The 'Guidelines' are guidelines. The law is as written in the EPC with reference to the case law of the Boards for assistance with interpretation. If the case law supports the guidelines, the guidelines are not stretching the law.

Anonymous said...

EPA for UK:

I must confess that I'm slightly confused as to how a claim to lean manufacturing would be considered as a presentation of information, unless the claims were very poorly drafted. The link to pure business methods isn't convincing at all, I'm afraid.

Anonymous said...

what is the definition of the word "technical" that is so heavily being leaned upon?

Anonymous said...

" An application of the Guidelines would lead us to the conclusion that although lean is per se not technical"

I do not follow as to why this statement has merit.

Given the predicate that lean is directly related to "technical" improvements (however that word may be defined), I would posit that the exact opposite statement would be true: lean IS per se technical.

Anonymous said...

What is a "pure business method?"

Anonymous said...

"...it seems that the new G II 3.7EPO Guidelines open up new opportunities with regards to the definition of patentable subject-matter". Nope. Just no. The Guidelines do not open up any opportunities.

As previous comments have set out above, the Guidelines are simply that, guidelines. The law is the law as set out in the EPC and the case law of the Boards of Appeal. The guidelines do nothing more than attempt to explain that law. If new opportunities are opening up it is because there is case law that has done so.

MaxDrei said...

Good comment, that last one. Does it help, I wonder, to keep in mind that i) the Guidelines are distilled out of DG3's leading cases, the Established Caselaw of DG3, no less, ii) the Guidelines are not written by judges, and iii) the Guidelines are for EPO Examiners. The Guidelines are intended as a help to DG1 in its task of examining consistently the applications filed at the EPO. For the Established Caselaw of the Boards of Appeal of the EPO, see the White Book.

Thus, in argument with DG1, quote the Guidelines. For DG1 it is holy writ. These days, no member of DG1 will have the nerve to push The Guidelines. But, in presenting cases to the EPO's Boards of Appeal, don't make the mistake of shaking a copy of The Guidelines at the Board. Instead, remind them what is their own Established Caselaw, direct from the White Book.
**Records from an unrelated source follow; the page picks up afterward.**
PR #1495, opened 2021-07-10
Fixes for serializing and deserialing Run and JobData models

collado-mike:
I realized that Runs can't be deserialized from JSON once they've been serialized, due to the handling of the new jobVersion field. This addresses a fix in that model as well as the JobData model, which disallowed `null` values for several fields, even though they wouldn't be present at deserialization time.


api/src/main/java/marquez/service/models/Run.java
```diff
@@ -16,29 +16,41 @@
...
 import marquez.common.models.DatasetVersionId;
 import marquez.common.models.JobName;
 import marquez.common.models.JobVersionId;
 import marquez.common.models.NamespaceName;
 import marquez.common.models.RunId;
 import marquez.common.models.RunState;
 
+/**
+ * Service model for a job run. Job attributes are serialized as {@link JobVersion} attributes. The
+ * {@link #location} field is ignored entirely in the serialized output. Deserializing from JSON
```
wslulciuc, line 45: Why is the location missing when serialized?

wslulciuc (approved):
LGTM, just had a minor clarifying question.

api/src/main/java/marquez/service/models/Run.java
collado-mike: Actually, I don't know. Maybe you remember? 😉 https://github.com/MarquezProject/marquez/commit/524abc80879c1967ecaaf41951d1d58cebd576df

Issue #1501, opened 2021-07-12
URL-encode namespaces on calls to API backend


wslulciuc:
Namespaces can be URLs as of Marquez `0.16.0` (see https://github.com/MarquezProject/marquez/pull/1419). Currently, calls fail to the backend when attempting to fetch metadata with URLs as the namespace. To fix this issue, the UI should always URL encode the namespace.

PR #1502, opened 2021-07-12
Fixing job, dataset, and run url encodings.

phixMe:
Fixes: #1501 

This encodes certain entity names in our fetch URLs since they can include delimiter characters such as `/` that will not work.


wslulciuc (approved):
LGTM 👍

PR #1503, opened 2021-07-12
Fix DatasetVersionDao sql to support input and output facets

collado-mike:
The DatasetVersion SQL changes were pulling from the runs for a dataset version, rather than from the dataset versions table. This meant a single dataset version could have multiple rows, which violates the contract for Optional<Dataset> responses. This fixes the sql with added test cases


wslulciuc (approved):
Nice catch, @collado-mike! 💯 🥇

PR #1535, opened 2021-07-21
change Agent, Listener to openlineage wrapper

OleksandrDvornik:


collado-mike (approved):
This is great! One minor suggestion to just ditch the MarquezAgent class, as I don't think it's needed.

Issue #1527, opened 2021-07-15
Lineage response includes `type` twice in DatasetData


collado-mike:
The DatasetData implementation of `NodeData` has its own `type` field- either DB_TABLE or a STREAM. However, the `NodeData` interface is annotated to include `@JsonTypeInfo` using the `type` field. This results in the DatasetData rendering with two `type` fields.

Example response below
```json
{
  "graph": [
    {
      "id": "dataset:food_delivery:public.categories",
      "type": "DATASET",
      "data": {
        "type": "DATASET",
        "id": {
          "namespace": "food_delivery",
          "name": "public.categories"
        },
        "type": "DB_TABLE",
        "name": "public.categories",
        "physicalName": "public.categories",
        "createdAt": "2021-03-09T02:33:18.468719Z",
        "updatedAt": "2021-07-15T05:06:46.064956Z",
        "namespace": "food_delivery",
        "sourceName": "analytics_db",
        "fields": [
          {
            "name": "id",
            "type": "INTEGER",
            "tags": [],
            "description": "The unique ID of the category."
          },
          {
            "name": "name",
            "type": "VARCHAR",
            "tags": [],
            "description": "The name of the category."
          },
          {
            "name": "menu_id",
            "type": "INTEGER",
            "tags": [],
            "description": "The ID of the menu related to the category."
          },
          {
            "name": "description",
            "type": "TEXT",
            "tags": [],
            "description": "The description of the category."
          }
        ],
        "tags": [],
        "lastModifiedAt": "2021-07-15T05:02:15.064956Z",
        "description": null
      },
      "inEdges": [
        {
          "origin": "job:food_delivery:example.etl_categories",
          "destination": "dataset:food_delivery:public.categories"
        }
      ],
      "outEdges": [
        {
          "origin": "dataset:food_delivery:public.categories",
          "destination": "job:food_delivery:example.etl_orders_7_days"
        }
      ]
    }
]
```

julienledem:
also covers: https://github.com/MarquezProject/marquez/issues/1471

PR #1537, opened 2021-07-22
Update openapi spec with type names appropriate for code generation

collado-mike:
Specifically with the goal of supporting better code generation, I've updated the openapi spec with type names that are more code friendly. I also corrected some invalid types (namely arrays with no `items` field) and called out some specific enum values. 

I also tried to consolidate the different `Run` types in the spec into two types- `IncompleteRun` and `Run`. The former was previously included as several different models in various states. I believe this consolidation captures the essential difference in the Run model as it is returned in various states. 

Finally, I tried to include a `discriminator` for the `GraphNode#data` field. As specified in the [OpenApi docs](https://swagger.io/docs/specification/data-models/inheritance-and-polymorphism/) and called out in this post on [common mistakes](https://redoc.ly/docs/resources/discriminator/#common-mistakes), the discriminator field should be nested within the types unioned in the spec, but the `type` field in this spec is actually in the outer `GraphNode` type. The `type` declared in the `Dataset` and `Job` types are actually the type of Dataset and Job, respectively. _However_, in reality the lineage API returns both the `DatasetData` and `JobData` structures with the `type` field set to the `NodeType` value, as called out in https://github.com/MarquezProject/marquez/issues/1527 .

Using the discriminator makes code generation easier, as the generated code itself knows how to check the `type` field in order to figure out which version of the node data to return. Given that https://github.com/MarquezProject/marquez/issues/1527 needs to be addressed, I think it would be good to make a decision on what to do with that field and fix it here in the spec.


wslulciuc (changes requested):
@collado-mike Mind regenerating the `openapi.html` based off your changes using the `redoc-cli bundle` [command](https://github.com/MarquezProject/marquez/blob/main/CONTRIBUTING.md#api-docs)?

spec/openapi.yml
```diff
@@ -503,7 +503,14 @@ paths:
         content:
           application/json:
             schema:
-              $ref: '#/components/schemas/newTag'
+              $ref: '#/components/schemas/CreatedTag'
+      responses:
+        '201':
```
wslulciuc, line 508: Since this is a `PUT` call, we return a `200`, see [`/api/v1/tags/{name}`](https://github.com/MarquezProject/marquez/blob/main/api/src/main/java/marquez/api/TagResource.java#L69)

spec/openapi.yml
```diff
@@ -1041,55 +1061,19 @@ components:
...
-              items:
-                $ref: '#/components/schemas/datasetVersionId'
-            outputVersions:
-              type: array
-              items:
-                $ref: '#/components/schemas/datasetVersionId'
+          $ref: '#/components/schemas/Run'
+        facets:
+          $ref: '#/components/schemas/DatasetFacets'
+      required:
```
wslulciuc, line 1067: Do we need the `required` section in the dataset version response? Usually that to let the caller know what's required when making a request.

collado-mike: For the code generation, filling out the `required` section lets the generator know whether to generate nullable types. E.g., in Typescript, the fields can be typed as `string | undefined`, which forces the user to check for nulls before using the field. In Java, the code can be generated with `@NonNull` annotations so we don't accidentally return a null value when a real value is expected.

wslulciuc (commented):
Nice work on getting our openAPI spec in tip-top shape, @collado-mike! Had no idea about `discriminator`. So, awesome to learn about its usage. Left some comments, but otherwise this get's use one step closer to generated our core API and client models using the spec ❤️.

spec/openapi.yml
collado-mike: Hmm, per the HTTP spec, we should return a 201 if a resources is created and a 200 if it already exists. I can add both options to the response here.

spec/openapi.yml
wslulciuc: Ahh, very cool 👍. We'll want to update the other responses (can be in a follow up PR) to follow the same convention.

spec/openapi.yml
wslulciuc: I see, currently we only return `200`s for all `PUT` calls. So, I'd prefer we have the spec aligned with what's implemented. Mind opening an issue to update our `PUT` calls to return `200` for updates and `201` for new resources?

wslulciuc (approved):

If you want to push the legal envelope, you are not going to do it with The Guidelines but only on appeal to DG3, by arguing convincingly that DG3's "established" caselaw is not so established as to be carved in stone.
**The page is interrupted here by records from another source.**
PR #1547, opened 2021-07-27
dbt: add macro files to source distribution using MANIFEST.in

mobuchowski:
Fixes https://github.com/OpenLineage/OpenLineage/issues/106 which was caused by not including relevant macro files in distibution, which caused dbt to use generic macros.


wslulciuc (approved):
👍

PR #14560, opened 2026-05-29
Fix font fallback crashing lualatex on recent TeX Live

### LINKED ISSUE #14553: Error rendering PDF with ∈ symbol in Julia cells
### I have:

### Bug description

Julia allows the use of unicode like in

```julia
1 ∈ [1, 2, 3]
```

If I add a Julia cell with this operator, I get an error message when I attempt to render a PDF:

```
ERROR: 
compilation failed- error
You can't use `\spacefactor' in math mode.
\@->\spacefactor 
                 \@m {}
l.2920 If you don't know the \(\LaTeX
                                   \) name of a symbol, you can copy/paste it
```

This might be happening with similar mathematical symbols (e.g., `∈`, `⊆`).

### Steps to reproduce

Create a simple Julia document with the following cell and try to render to PDF:

```{julia}
1 ∈ [1, 2, 3]
```

### Actual behavior

Error message from TeX stack.

### Expected behavior

PDF output with Julia cell normally executed.

### Your environment

```
VSCode
Version: 1.117.0
Commit: 10c8e557c8b9f9ed0a87f61f1c9a44bde731c409
Date: 2026-04-21T16:12:14-07:00
Electron: 39.8.7
ElectronBuildId: 13841579
Chromium: 142.0.7444.265
Node.js: 22.22.1
V8: 14.2.231.22-electron.0
OS: Linux x64 5.15.202-1-MANJARO
```

### Quarto check output

```
Quarto 1.9.37
      Quarto cache location: /home/juliohm/.cache/quarto
      Pandoc version 3.8.3: OK
      Dart Sass version 1.87.0: OK
      Deno version 2.4.5: OK
      Typst version 0.14.2: OK
      Version: 1.9.37
      Path: /opt/quarto/bin

      TinyTeX: v2025.02
      Chromium: (not installed)
      VeraPDF: (not installed)

      Using: TinyTex
      Path: /home/juliohm/.TinyTeX/bin/x86_64-linux
      Version: 2024

      Using: Chrome from QUARTO_CHROMIUM
      Path: /usr/bin/chromium

      Version: 4.5.3
      Path: /usr/lib64/R
      LibPaths:
        - /usr/lib/R/library
      knitr: (None)
      rmarkdown: (None)

      The knitr package is not available in this R installation.
      Install with install.packages("knitr")
      The rmarkdown package is not available in this R installation.
      Install with install.packages("rmarkdown")

      Version: 3.14.3
      Path: /usr/bin/python3
      Jupyter: 5.9.1
      Kernels: python3, julia-1.11, julia-1.10, julia-1.9

```

cderv:
When a document sets a font fallback (`mainfontfallback`, `monofontfallback`, ...) and renders to PDF with lualatex on recent TeX Live (luaotfload v3.29), lualatex crashes before producing a PDF and Quarto reports only a generic `compilation failed- error`.

## Root Cause

luaotfload appends an internal `;-fallback` feature to each fallback name and resolves it with `define_font`. Its font-name parser ends a name only at `:`, `(` or `/`, so a bare name like `"DejaVu Sans"` absorbs the appended feature (`DejaVu Sans;-fallback`), the lookup fails, `define_font` returns `nil`, and `luaotfload-fallback.lua` then dereferences the `nil`. The names reach luaotfload without a terminator, so the appended feature is never parsed as one.

Because the crash is a Lua runtime error with no `! ...Here is how much` block, `findLatexError` in `src/command/render/latexmk/parse-error.ts` extracted nothing, leaving the user with a generic failure and no signal.

## Fix

Normalize fallback names in a quarto-pre Lua `Meta` filter, `src/resources/filters/quarto-pre/font.lua`: append a terminating `:` only when the name has no luaotfload terminator (`:`, `(` or `/`). A bare `"DejaVu Sans"` becomes `"DejaVu Sans:"` so the appended `;-fallback` parses as a feature and the lookup resolves, while documented forms are left untouched — `"FreeSans:"` does not become `"FreeSans::"`, and `"Noto:mode=harf"` keeps no trailing colon. This matches the luaotfload maintainer's confirmation in https://github.com/latex3/luaotfload/issues/331 and jgm's guidance in https://github.com/jgm/pandoc/issues/11678 to add the colon only when one is not already present.

The filter is gated by a `has_font_fallback` flag in `src/resources/filters/normalize/flags.lua`, so it is skipped entirely when no fallback is configured. The vendored pandoc partial `src/resources/formats/pdf/pandoc/font-settings.latex` is left byte-identical to pandoc's: there is no upstream divergence to maintain, and `keep-tex` output stays free of injected plumbing.

The crash-detection diagnostic in `parse-error.ts` is kept as a safety net: if a fallback crash is still detected (e.g. a hand-written raw-LaTeX fallback), `findLatexError` returns an actionable message instead of a generic failure.

## Test Plan

- [ ] Render a PDF on lualatex (TeX Live 2026) with `monofont` plus `monofontfallback` entries that are bare, explicitly colon-terminated, and option-bearing — compiles with fallbacks active, no crash
- [ ] `tests/docs/smoke-all/2026/06/01/14553.qmd` asserts the generated LaTeX appends `:` to the bare name, leaves the colon-terminated and option-bearing names unchanged (no `::`, no trailing colon), and compiles
- [ ] `tests/unit/latexmk/parse-error.test.ts` covers the crash-log signature for the diagnostic safety net

Fixes #14553


cderv:
I understand that a mode is expected always. So I think we can try add the colon automatically but we would need Lua processing to be sure not to add to font with mode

Attentive observer said...

I fully support Max Drei's view.

By the way, decisions of the BA are only binding to the examining and opposition divisions if they are clearly named as such in the Guidelines.

Should you wish to quote in first instance a decision which is not in the Guidelines, you will have to convince it that it applies, by analogy, to your case. Otherwise it will be acknowledged but ignored.
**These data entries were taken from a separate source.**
PR #14596, opened 2026-06-16
Add a new regexp to also match uri in the form /proxy/{{port}}

### LINKED ISSUE #14595: Reload preview with VSCODE_PROXY_URI ignores the value
### I have:

### Bug description

When using `quarto preview` with the `VSCODE_PROXY_URI` the url displayed is the good one (as was done in to https://github.com/quarto-dev/quarto-cli/issues/1542), but editing the previewed file, cause a reload to the root url ignoring the value in `VSCODE_PROXY_URI`

### Steps to reproduce

In a code server environment (or with an env variable `VSCODE_PROXY_URI) `quarto create` an empty website. Enter the new directory and execute `quarto preview`.

The preview url is the good one (evaluated against `VSCODE_PROXY_URI`).

Then edit the `index.qmd` file, the broser should reload at the root of the url (without the path indicated in `VSCODE_PROXY_URI`)

### Actual behavior

_No response_

### Expected behavior

_No response_

### Your environment

_No response_

### Quarto check output

```bash
Quarto 1.9.37
      Quarto cache location: /home/onyxia/.cache/quarto
      Pandoc version 3.8.3: OK
      Dart Sass version 1.87.0: OK
      Deno version 2.4.5: OK
      Typst version 0.14.2: OK
      Version: 1.9.37
      Path: /usr/local/lib/quarto-1.9.37/bin

      TinyTeX: v2026.04
      Chromium: (not installed)
      VeraPDF: (not installed)

      Using: TinyTex
      Path: /home/onyxia/.TinyTeX/bin/x86_64-linux
      Version: 2026

      Chrome:  (not detected)

      Version: 3.13.12
      Path: /opt/python/bin/python3
      Jupyter: 5.9.1
      Kernels: python3

```

micedre:
closes #14595

## Description

This PR add a pattern to match, used with the preview subcommand to reload the page

## Checklist

I have (if applicable):

- [ ] added new tests


cderv (approved):
Thanks for the fix.

The new pattern looks right for code-server — `/proxy/{port}/` and `/absproxy/{port}/` are both valid code-server proxy URL formats, so matching both with `(?:abs)?` makes sense.

I want to get sign-off from the Positron team before merging, since this area has known interactions with the VS Code extension (@cscheid flagged this in the issue). 

For reference from what I found: 
* Positron doesn't use `VSCODE_PROXY_URI` — it builds its own proxy — and its format is also `/proxy/{port}/` on desktop, so the new pattern covers it correctly. 
The Workbench path (`/p/{token}/`) was already matched by the first regex. 

No regression expected, but they should still be aware of the change.

@vezwork asking you for the Quarto VSCODE extension in case you see anything. And do you know who is best fit in positron team to ask ? I'll probably slack them.

vezwork:
I don't see anything obvious, I don't see how this could cause issues. Probably @juliasilge is the best person I know to ask.

juliasilge:
Here is my understanding of what is going with this fix:

### Posit Workbench (Positron Pro / VS Code sessions) should be unaffected

Workbench reverse-proxies sessions under a `/p/<id>/` path, which is already captured by the existing first alternative (`/^.*?\/p\/\w+\//`). This PR adds a new alternative but does not change that one, so reload behavior in Workbench is unchanged. Like @cderv noted, Positron does not read `VSCODE_PROXY_URI` at all. It detects the Workbench context via the `RS_SERVER_URL` env var and resolves preview URLs through `vscode.env.asExternalUri()`, so the `/p/<id>/` prefix is what reaches the browser, not a proxy path derived from `VSCODE_PROXY_URI`.

### Positron Desktop should be unaffected

In the desktop app, `asExternalUri()` is effectively identity, so a previewed app stays at `http://127.0.0.1:<port>/` with no `/proxy/<n>/` segment in the path. None of the three regex alternatives match, so it falls through to a plain `window.location.reload()`, same as today.

### Positron Server Web (like [in JupyterHub](https://opensource.posit.co/blog/2026-04-06_positron-server-jupyterhub/)) is newly matched, and likely a fix!

Here Positron forwards previews through its own proxy and produces external URLs of the form `.../proxy/<port>/...`. The existing two patterns did not match that shape, so reloads dropped the prefix, the same bug being reported here. The new `/^.*?\/(?:abs)?proxy\/\d+\//` alternative should now match and fix it in this environment too.

I don't know if we have the ability to test this in Positron Server on JupyterHub before merging (a pretty high lift) so I think we should go for it and look for any regressions. We _do_ have some automated testing on the Positron side for JupyterHub.

cc @testlabauto and @isabelizimm for visibility on this upcoming change to the Quarto CLI, which I believe would _fix_ problems with `quarto preview` for Positron in JupyterHub. I bet we just test `quarto render` right now, so mostly as a heads up!

cderv:
Thank you ! I will merge this and make a new 1.10 build so you can test. 

We're not close to release 1.10 so we have time to revert or adapt.

PR #14602, opened 2026-06-18
fix(accessibility): add aria-label to announce ORCID profile in author metadata HTML/Reveal.js

mcanouil:
Add aria-label (and `alt=""` for decorative image) to announce ORCID profile in author metadata HTML/Reveal.js to improve accessibility.

This was detected when working with https://github.com/mcanouil/quarto-revealjs-a11y which has a feature to flag images with missing alt-text.

~~TO-DO: check upstream for similar fix.~~
`title-fancy` seems to be pure Quarto eventhough under `pandoc` directory.


cderv (approved):
Can you add a quick test ? Just for template regression.

mcanouil:
> Can you add a quick test ? Just for template regression.

too late it seems

PR #14625, opened 2026-06-26
Add `line-numbers` option for Word (docx) output

### LINKED ISSUE #14624: Native line numbering for Word (docx) output
### Problem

Before a BA, bringing in case law from other BA is rarely successful. They are not interested, as case law, unless from the EBA is also not binding. How many BA even refused to refer a case to the EBA, although it could have been done in view of diverging decisions.

Ron said...

Indeed. I have read numerous decisions where the (usually British) attorney has, when arguing on the basis of EPO case law, been reminded that, unlike Anglo-Saxon legal systems, the instances of the EPO are not precedent-driven, but are only constrained by the legal code of the EPC and its rules. Not that this stops the EPO from treating case law as binding when it suits them: Heads we win, Tails you lose!

maxdrei said...

Oh come on, Ron. You cannot be serious. First, define what you mean by "the EPO". Is it DG1, for which The Guidelines are holy writ, binding? Or is it DG3, for which G Decisions are in practice "binding"? For every T Decision that helps you, the other side can find one that helps them. It never ceases to amaze me when judges in English patent cases cite a single T Decision as representing some sort of precedent binding at the EPO. Recall Robin Jacob, saying that the EPO's White Book of Established Caselaw is one of the most important reference books on his desk.

Flexibility cuts both ways. It helps the EPO get to a just result, but it helps you too, in putting forward your best case.